Slashdot Mirror


Have You Really Read Your ISP's TOS?

NewtonsLaw writes "XTRA, New Zealand's largest ISP is in the process of losing customers in droves after it announced its new Terms of Service which seek to claim rights over customers intellectual property (see the Slashdot discussion). Now, if that wasn't enough, Aardvark Daily reports that the ISP is also banning its users from saying bad things (anything 'detrimental to our reputation or to our brand') about it. I wonder how many slashdotters have actually read their own ISPs' terms of service in detail? Is this type of IP-grab and clampdown on free speech is unique to Xtra or is it slowly pervading the whole industry, right across the globe?" Read on for Xtra's amendments to the original IP-grab terms, though.

Reader THX1138 points out that "After the very recent story on Xtra (New Zealand's version of AOL) they changed the IP section to include 'Xtra does not claim ownership of any content or material you provide or make available through the Services. However...' at the start and 'in each case for the limited purposes for which you provided or made the Customer Materials available or to enable us and our suppliers to provide the Services.' at the end."

5 of 394 comments (clear)

  1. giving up common carrier status by PD · · Score: 5, Interesting

    If they give up common carrier status and start controlling and owning everything on their network, does this mean that if terrorist sites or kiddie porn appear on their network, their CEO and board of directors will be habeas corpused off to Cuba? Or whatever the equivalent thing that New Zealand does to people they don't like.
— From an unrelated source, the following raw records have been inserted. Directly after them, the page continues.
PR #545, opened 2026-09-05
Transcribe inbound audio attachments before Claude sees them (closes #519)

### LINKED ISSUE #519: Offer: transcribe inbound audio attachments (voice notes → text), provider-pluggable, ElevenLabs first
Hi Anne — another offer-before-PR, same spirit as #490.

**What we want:** send the bot a **voice note** instead of typing. Slack (and Mattermost) audio clips already arrive as ordinary attachments, and `buildMessageContent` dutifully saves them and hands Claude a path to a `.webm` — which Claude can't hear. The gap is one step: transcribe audio attachments to text before the message goes to Claude.

**Proposed shape** — provider-pluggable, so nobody is married to one vendor:

```yaml
# top-level in config.yaml
transcription:
  provider: elevenlabs        # first (and for now only) implementation
  apiKey: ...
  model: scribe_v2            # optional
  languageCode: eng           # optional; omitted = auto-detect
```

Behaviour:

- Any inbound attachment with an `audio/*` MIME type is transcribed. The prompt keeps the existing saved-file line **and** gains a `[Transcript of voice.webm:]` block, so Claude has both.
- The bot **posts the transcript back into the thread** as a quote — teammates (and the audit log) see what Claude heard, and a bad transcript is visible before Claude acts on it.
- Transcription failure is a visible warning in the thread (same channel as the skipped-files feedback); the raw file is still handed over. Nothing silent.
- No `transcription` block → behaviour unchanged. No new dependencies: `fetch` + `FormData` on Bun/Node 20.

Internally it's a ~20-line `Transcriber` interface (`transcribe(file) → text`) with an ElevenLabs Scribe implementation behind a `createTranscriber(config)` factory. Obvious later providers: OpenAI (`whisper-1`/`gpt-4o-transcribe`), local whisper, and — nice one — **Slack's own free transcript** on paid plans (it's async, so it needs a `message_changed` listener or a short poll; we skipped it for round 1).

Cost for reference: ElevenLabs Scribe is ~$0.22/hour of audio, so a voice note is fractions of a cent.

**Questions for you, before we shape the PR:**

1. Top-level `transcription:` (one vendor key for the daemon) or per-platform, mirroring `outboundFiles`?
2. Echoing the transcript into the thread — default on, or opt-in?
3. Trigger on `audio/*` only, or also `video/*` (Slack video clips carry speech too)?
4. Any objection to the provider-interface shape, or a preferred place for it (`src/transcription/`)?

We're building the ElevenLabs version on our fork this week regardless, because we need it. If you'd like it upstream, we'll cut the PR to whatever shape you answer above; if not, no hard feelings.

kaza:
Closes #519. Built to the shape you set out there.

Voice notes arrive as unreadable files today. This transcribes any `audio/*` attachment before Claude sees it, echoes the transcript into the thread, and feeds it to the watch evaluator as text.

### Your four points

1. **Top-level `transcription:`, per-platform opt-out.** The provider and its key are a property of the deployment — one vendor account per daemon — so they stay at the top level. `transcription: false` on a platform opts that channel out, gated in one place so every path to the vendor goes through it.

2. **Transcript echoed, default on.** As you put it: visible over silent. It goes into the thread as a quote, and into the prompt as a `[Transcript of voice.webm (elevenlabs):]` block.

3. **`audio/*` only.** `video/*` excluded; a `mediaTypes` knob later if it is ever wanted.

4. **`src/transcription/` with a `Transcriber` interface and a `createTranscriber(config)` factory.** Config errors fail the boot, not the first voice note.

### The two asks inside point 4, and what they turned into

**"Rebuild the provider's error text rather than echoing it."** The branch was echoing a 200-character excerpt of the raw response body into the channel. Now only the `status` CODE is repeated — an identifier from a fixed vocabulary, and only while it still matches `^[a-z][a-z0-9_]{0,48}$`, so a vendor that starts putting sentences in that field cannot publish them by surprise. The free-text `message` beside it never reaches a channel; the full body goes to the debug log, so it is withheld rather than lost.

**"The transcript should go through the same path a typed message would, not around it."** This turned out to be the substantial one, and it was a real hole rather than a polish item.

The watch evaluator runs on the one path where the bot has decided to ignore a message — which `buildMessageContent` never reaches. So a voice note arrived at the evaluator as an empty string with a file beside it: a channel watching for "deploy" fired when somebody typed it and stayed silent when somebody said it. The transcript was a courtesy for human readers and nothing more.

`transcribeForWatch` closes that. Three things guard it, because putting a *paid* call where a *free* one used to sit inherits assumptions that were only ever true for the free one:

- the platform allowlist, **before** the call — the free `evaluateWatches` beside it has always been open to anyone in the channel, but a vendor bill should not be
- whether any enabled watch actually exists — the feature flag defaults to on, so without this every ignored voice note anywhere would be uploaded to be matched against an empty list
- the downloads are removed in a `finally` — cleanup is normally tied to session teardown, and on this path no session is ever created

And when a watch does fire, the matched text now travels with it. `autoIncludeContext` pulls the thread's messages, and a voice note's platform text is empty — so without carrying it, the watch fired correctly and then asked Claude to triage an incident whose details it could not read. Quoted and fenced as data, on the same footing as the thread content beside it.

No duplicate vendor call: `src/watches/runner.ts` passes no files, so the fired session's `buildMessageContent` returns at its empty-files guard.

### One deliberate inconsistency

`resolveTranscriptionEnabled` fails **closed** on a value it cannot read, unlike `routines` / `watches` / `memory`, which fall back to enabled. Those govern whether the bot does something for you. This one governs whether a channel's audio is uploaded to a third party, and `transcription: "false"` — a quoted boolean, the likeliest way to get this wrong in YAML — must not be read as consent. Undefined still means enabled: that is the documented default and an operator who configured a provider chose it.

Happy to make it consistent instead if you would rather have one rule.

### Injection

Documented plainly, because point 4 makes it load-bearing: a transcript is user input, not narration. It reaches Claude as message text and is evaluated by watches exactly as typed text is — deliberately. So a voice note can say "ignore your instructions" as easily as a typed message can, and anyone who can post audio in the channel can try. The audio surface is exactly as trusted as the text one.

### Reviewed

Three reviewers, two rounds, eleven real findings. The ones that changed the code are above. Two rejected with reasons: removing `webm` from the generic-MIME fallback (Slack's own voice clips are `voice.webm` — the primary case, not an edge), and dropping the raw body from the debug log (the operator's own log is the only remaining copy of the diagnostic).

`bun test src/` 3362 pass, `tsc --noEmit` and eslint clean. Spec: `docs/audio-transcription-spec.md`.


anneschuth (approved):
Verified independently on a worktree of 53c4811, and this is a model implementation of the shape we agreed in #519 — approving and merging. What we confirmed:

- **The three security-sensitive requirements all hold, with genuinely red tests.** Provider errors are rebuilt, not echoed: only the HTTP status plus an allowlist-regex-validated status *code* ever reaches the channel; we sabotaged `describeErrorBody` into the naive echo implementation and five tests failed, including the hostile-flood one. Failures are visible with the raw file still handed to Claude. And the transcript goes *through* the watches evaluator, not around it — with cost gates (allowlist + enabled watches + platform flag) checked before any vendor call, which we also red-checked.
- **The API key flows only to the `xi-api-key` header** — never logged, never in an error, and transcriber exceptions can't reach the generic error post.
- **Defaults byte-identical** without the config block; zero new dependencies; per-platform opt-out fails *closed* on unreadable values (a deviation from the other flags, in the safe direction, and tested); clean merge onto current main including this morning's five merges.
- The extension fallback for generic-MIME audio and the `<matched-message>` fencing for voice-triggered watch fires are both thoughtful additions beyond the invited shape.

Four polish items for a follow-up (or the cleanup PR), none blocking:
1. `docs/audio-transcription-spec.md` and the `describeErrorBody` docstring still describe the *earlier* error handling ("first 200 chars of the body", "parsed for `detail.message`") — the code correctly does neither; update the prose to match its better self.
2. Neutralize `@channel`/`@here`/`@all` in the transcript echo for Mattermost — it's the one deterministic attacker-text→bot-post echo, and Mattermost pings on literal text where Slack doesn't. Cheap insurance.
3. Strip or escape a literal `</matched-message>` in `runner.ts` before fencing the matched text — defense-in-depth; the approval posture already limits it.
4. (Stray trailing blank line in `src/watches/runner.test.ts`.)

The equal-footing argument for not fencing the transcript in the prompt (it's the sender's own message, exactly as trusted as their typed text) is correct and well-articulated in the spec. Thanks for another one built right — this ships in 1.34.0 together with `!usage` once that gate lands.

---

  2. In Breach by mvdw · · Score: 5, Interesting

    Before today, I'd only given the TOS a cursory glance, and I found that I am regularly in breach of a couple of the terms:

    1. "You must not maintain or permit multiple concurrent connections to the Internet Access." - I connect through a smoothwall firewall, which is connected to several computers, quite often two of these are in use concurrently;
    2. "never recording Your password on Your computer, and safely storing Your password"; - The password is stored on the smoothwall (encrypted, but still), so that anyone that knows the smoothwall password can access the internet... contrary to TOS above, it seems ;-)

    I don't really care too much, though, because it's only a dial-up connection, so the connection is inherently throttled...
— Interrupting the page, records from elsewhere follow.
PR #921, opened 2021-02-08
Added an "Information for package authors and maintainers" page

daveverwer:
OK, so this is basically done, with just one thing I'm not happy with.

First up, the link to the page:

Link

The thing I'm unhappy with here is the link text. I toyed with "Information for package maintainers" here, which fits fine but feels very generic and people might think it's information for *any* package maintainer, not the maintainers of *this* package. It's actually "Information for <package name> maintainers", but with some of the lengthy package names in the index, that doesn't work. Best I could come up with is what's pictured here, but I'd love suggestions.

Next, the desktop view of the page itself.

Desktop Maintainers

Finally mobile.

Mobile Maintainers

All comments welcome.


Sources/App/Views/PackageController/MaintainerInfo/MaintainerInfoIndex+View.swift
```diff
@@ -0,0 +1,66 @@
...
+                .p("Copy the Markdown above into your package's README file to show always-up-to-date compatibility status for your package."),
+                .h3("Build Compatibility"),
+                .p(
+                    .text("For information on improving your "),
+                    .a(
+                        .href(SiteURL.package(.value(model.repositoryOwner), .value(model.repositoryName), .builds).relativeURL()),
+                        "package's build results"
+                    ),
+                    .text(", including why you might want to add a "),
+                    .code("_spi.yml"),
```
finestructure, line 55: It's actually `.spi.yml` :)

daveverwer: Good catch. Fixing.

finestructure (approved):

finestructure:
I think this looks great. One thing I wondered seeing the list of links: should we call the link just "Information for Maintainers"? It's a bit shorter and the lengthy link make that list hard to parse. That's true of the "Full Package Compatibility Report" as well. Maybe that's something to think about another day. (How about just "Build Report"?)

Re: the long title for packages with long maintainer names: maybe we could pick up the name from the link and do:

```
Alamofire –
Maintainer Information
```

(with an optional or deliberate line break after `–`

daveverwer:
> Re: the long title for packages with long maintainer names: maybe we could pick up the name from the link and do:
> 
> ```
> Alamofire –
> Maintainer Information
> ```
> 
> (with an optional or deliberate line break after `–`

Unfortunately, there are [some packages](https://swiftpackageindex.com/PerfectlySoft/Perfect-GoogleAnalytics-MeasurementProtocol) in the index that mean we can't use the package name in that menu at all. 😅 If it were just that one, we could just live with it, but there are quite a few with titles so long they'd break the menu.

> I think this looks great. One thing I wondered seeing the list of links: should we call the link just "Information for Maintainers"? It's a bit shorter and the lengthy link make that list hard to parse. That's true of the "Full Package Compatibility Report" as well. Maybe that's something to think about another day. (How about just "Build Report"?)

I think "Information for maintainers" suffers a little from the same problem my original title. Maintainers of what? This package? Any package? Also, even "Information for maintainers" also wraps:

Screen Shot 2021-02-15 at 08 37 03@2x

finestructure:
We could just drop the name from the title if it's too long? It's not like you ended up there entirely by accident. However, this just made me realise we should perhaps include a link back to the package. (You said menu but I think you meant title, right?)

Re: the menu, how about "Maintainer information"? Yes, it's not super clear but a) I don't think anything will be really and b) it's not harmful if you click through and find it's not what you were looking for.

daveverwer:
> We could just drop the name from the title if it's too long? It's not like you ended up there entirely by accident. However, this just made me realise we should perhaps include a link back to the package. (You said menu but I think you meant title, right?)

I added the link back to the page inline in the first sentence. Do you think it needs to be more prominent?

Screen Shot 2021-02-15 at 09 01 21@2x

finestructure:
> I added the link back to the page inline in the first sentence. Do you think it needs to be more prominent?

Oh, indeed. I tend not to look for "navigational" links in text, so I'm a bit blind to this. A link "Back to package" in the top right corner like the "View all builds" backlink from the build details would be clearer but it'll also add clutter. OTOH we're also linking back to the package from the builds page from in inline link.

Probably best to leave it as is for now and consider if we want to do it one way or the other in general.

daveverwer:
Deploying as 2.20.1

PR #938, opened 2021-02-16
Package update

finestructure:


daveverwer (approved):

finestructure:
CleanShot 2021-02-16 at 10 16 11@2x

daveverwer:
What? How is this failing now when it passed as this was integrated?

daveverwer:
Ohh, did a vapor update kill something in it?

finestructure:
No, I think it's aliasing, due to OS version or even architecture. I think this is the first time I've run the test after merge:

CleanShot 2021-02-16 at 10 27 23@2x

finestructure:
Yep, fails on `main` for me as well. I'm on macOS 11.2.1 (20D74), Xcode 12.4 (12D4e). Did you record with the same versions? It'd be curious if those don't line up. Normally that only happens when OS or Xcode versions change.

finestructure:
> What? How is this failing now when it passed as this was integrated?

The snapshots aren't being run on CI, because WKWebView is not available on Linux.

finestructure:
I'll go ahead and merge this as it's not a regression (but we'll want to figure out why we're getting different snapshot test results separately)

daveverwer:
> > What? How is this failing now when it passed as this was integrated?
> 
> The snapshots aren't being run on CI, because WKWebView is not available on Linux.
> 
> Edit: the image snapshots, that is

I knew that, but sometimes I don't think 😂

daveverwer:
> Yep, fails on `main` for me as well. I'm on macOS 11.2.1 (20D74), Xcode 12.4 (12D4e). Did you record with the same versions? It'd be curious if those don't line up. Normally that only happens when OS or Xcode versions change.

All just passed for me with:

* Safari 14.0.3 (16610.4.3.1.4)
* Xcode 12.4 (12D4e)
* macOS 11.2.1 (20D74)

daveverwer:
Strange that our versions of macOS are different. Is that an M1 specific version?

finestructure:
Different? Isn't it exactly the same?

daveverwer:
> Different? Isn't it exactly the same?

You snuck in before I was able to delete my comment. I was mixing up the Xcode build number with the macOS build number at first.

PR #940, opened 2021-02-16
Replace CodeKit with Yarn and Parcel.

daveverwer:
Deployment still to be tested, but everything else works locally.

There are new make commands. To build the front-end files:

`make build-front-end`

To watch/update the front-end files while working on them:

`make serve-front-end`


daveverwer:
nbd 😂

Screen Shot 2021-02-16 at 14 02 05@2x

.gitlab-ci.yml
```diff
@@ -32,8 +32,10 @@ build:
   script: |
     VERSION=${CI_COMMIT_TAG:-$CI_COMMIT_SHA}
     echo 'let appVersion = "'${VERSION}'"' > ./Sources/App/Core/AppVersion.swift
+
+    docker run --rm -it -v $PWD:/host -w /host --entrypoint yarn node:15.8-alpine build
```
finestructure, line 36: need to drop `-it` since we're not running it from a terminal:

```
$ VERSION=${CI_COMMIT_TAG:-$CI_COMMIT_SHA} # collapsed multi-line command
the input device is not a TTY
```

https://gitlab.com/finestructure/swiftpackageindex/-/jobs/1033648182

Makefile
```diff
@@ -78,3 +78,9 @@ db-down-test:
 	docker rm -f spi_test
 
 db-reset: db-down db-up migrate
+
+build-front-end:
+	docker run --rm -it -v $$PWD:/host -w /host --entrypoint yarn node:latest build
+
+serve-front-end:
+	docker run --rm -it -v $$PWD:/host -w /host --entrypoint yarn node:latest serve
```
finestructure, line 86: I think we should use the same pinned `node:15.8-alpine` version here so we see when/if we need to update.

daveverwer: Fixed.

.gitlab-ci.yml
daveverwer: I removed it but didn't replace it with anything. Is that what's needed?

finestructure: Yep, that should do! I’ll verify if the build passed. I don’t think we should merge without confirming the deployment images are building correctly.

finestructure: Right, so this command isn’t quite standalone, is it? We need `parcel`?

```
Digest: sha256:db3f9c88223ba2491e7d2846a18efe46ecb4b60bf2bcf4b53cdcd39e5f6888b5
Status: Downloaded newer image for node:15.8-alpine
yarn run v1.22.5
$ parcel build Resources/Scripts/main.js --experimental-scope-hoisting -d Public
/bin/sh: parcel: not found
error Command failed with exit code 127.
```

https://gitlab.com/finestructure/swiftpackageindex/-/jobs/1034263910

daveverwer: It should be standalone. `parcel` is a dependency in the `package.json` file which yarn should install.

daveverwer: Oh, wait. I think I know what's needed.

finestructure (approved):

PR #941, opened 2021-02-16
Let the Prettier formatter do its thing

daveverwer:
I'm now using Prettier as a JS formatted and it wanted to adjust my formatting.

Doing this as a separate PR as it's only formatting changes which can cloud other PRs with noise. There are no functionality changes here.

Merge after #940


finestructure:
This is now good to go, right?

finestructure (approved):

finestructure:
I've clicked "Update branch" here, which maybe I shouldn't have give there's the other branch also based on these changes (a rebase would be clearer, I think). I can fix that up but I don't want to force push your branches.

Just let me know or update and merge yourself, I'm marked them approved!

  3. Atlanta ISP changes by Lord+Bitman · · Score: 5, Interesting

    ISPs change-hands so often here, it's hard to keep up. When my ISP spontaneously became Comcast one month, I asked them to send me a new TOS. They said that their TOS was the same as AT&T's, but have refused to provide them. Am I bound to something they won't give me?

    --
    -- 'The' Lord and Master Bitman On High, Master Of All
  4. Post each others' sites by PhilHibbs · · Score: 5, Interesting
    If I upload someone else's data, I have no right to grant the ISP the rights that they claim, therefore they don't have those rights. What I'm unsure about, however, is whether their terms of service prohibit me from posting material that I do not have the right to grant rights over. If so, then I probably can't post any GPL'd software. Let's look.

    Hmmm, this is interesting:
    You agree that all content, software, personal identifiers (including addresses) and anything else we make available to you in connection with our Services (together "Works") are protected by copyright, trade marks and other intellectual property rights and laws.
    So no posting Project Gutenberg texts, then. Taken literally, anything I post has to be trademarked.
    You warrant that you will not:
    • license, assign, otherwise transfer, make available or grant any interest in any part of the Works to any other person
    So, no GPL'd software that I wrote then, but presumably other peoples' GPL'd software is ok.
    Xtra does not claim ownership of any content or material you provide or make available through the Services ("Customer Material"). However, by placing any Customer Material on our Websites or Systems (including posting messages, uploading files, importing data or engaging in any other form of communication), you grant to Xtra a perpetual, royalty-free, non-exclusive, irrevocable, unrestricted, worldwide licence to do the following in respect of the Customer Materials:
    • use, copy, sublicence, redistribute, adapt, transmit, publish, delete, edit and/or broadcast, publicly perform or display, and
    • sublicence to any third parties the unrestricted right to exercise any of the rights granted,
    in each case for the limited purposes for which you provided or made the Customer Materials available or to enable us and our suppliers to provide the Services.
    Seems reasonable, they need the right to distribute the data, they might want to keep an archive, and they might want to sell that archive as an asset. Note the limiting nature of the last paragraph.

    IMO, there's nothing sinister here, although the first section I quoted is just incompetently written.
  5. Legal hacking by NoBlock · · Score: 5, Interesting

    Just read the TOS for my ISP again and was reminded why I chose this ISP (even though it is not the cheapest available). One of the clauses says (roughly translated):

    All customers are allowed to hack the system. The first custormer that manages to get 'root' status will receive 6 months free use of the system. In return customer will explain how the system was hacked. Customers will take pains not to damage the system. Customers hereby give other customers to hack the system.

    I feel that this should be a standard clause in any ISP's TOS.